Journal of Clinical Oncology | 2004
Jan H. M. Schellens; I. E. Kuppens; Roxanne C. Jewell; S. A. Radema; Els Witteveen; Elaine Paul; S. G. Mangum; Hilde Rosing; Jos H. Beijnen; Emile E. Voest
2003 Background: Oral topotecan has a moderate (∼ 40%) and variable bioavailability (F). Complete apparent F can be obtained by combining topotecan with elacridar which inhibits BCRP and P-gp in the gut wall. The OBJECTIVES were 1] to determine the lowest effective dose (LED) of elacridar resulting in complete apparent F of topotecan and the optimal schedule of elacridar and topotecan and 2] to determine the maximal tolerated dose (MTD) and dose-limiting toxicity (DLT) of topotecan in combination with the LED of elacridar at a dailyx5 schedule every 21 days.

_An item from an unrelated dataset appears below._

PR #773, opened 2017-09-21
DDPB-1606 fix declaration info missing in PDF

elvisciotti:


elvisciotti:
The problem was the PDF being generated from the data coming from the API, but the API wasn't yet updated to hold the declaration info. Solved by passing the updated report to the PDF generator. Storing declaration, submitting and sending the PDF is still a single "transaction"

Methods of part 1: Patients (pts) were randomized to receive 1000, 700, 500, 300 or 100 mg of elacridar (tablets) plus 2 mg topotecan (capsules) after a standard breakfast. Elacridar was administered 60 minutes prior to topotecan or simultaneously with topotecan on day 1 and 8, which was randomized within patients. I.V. topotecan was given on day 15. Pharmacokinetics (PK) of topotecan (total and lactone form) and elacridar were obtained by validated LC/MS/MS on days 1, 8 and 15. Part 2: The LED of elacridar was combined with increasing doses of topotecan in patient cohorts of 3 to determine MTD and DLT of the regimen. Results Part 1: 23 pts with advanced cancer (age range 27-75) were included in part 1. Three pts were not evaluable for PK and were replaced. There was no statistically significant effect of the elacridar dose or administration schedule on the apparent F of topotecan, which was 102 ± 7 % (range 94-111%). Part 2: 15 pts were included with age range 27-71 yrs. Dose levels of topotecan evaluated were 1.0, 1.5, 2.0, and 2.5 mg/day for 5 days. DLTs consisting of CTC Grade 4 leukocytopenia, neutropenia and thrombocytopenia were observed at 2.5 mg/d of topotecan. The MTD (6 pts) was 2.0 mg plus 100 mg elacridar. GI toxicity was minimal and the combination was well tolerated. CONCLUSIONS 100 mg elacridar given simultaneously was sufficient to provide maximal apparent F of topotecan. The recommended oral dose of topotecan in this combination and schedule is 2.0 mg. [Table: see text].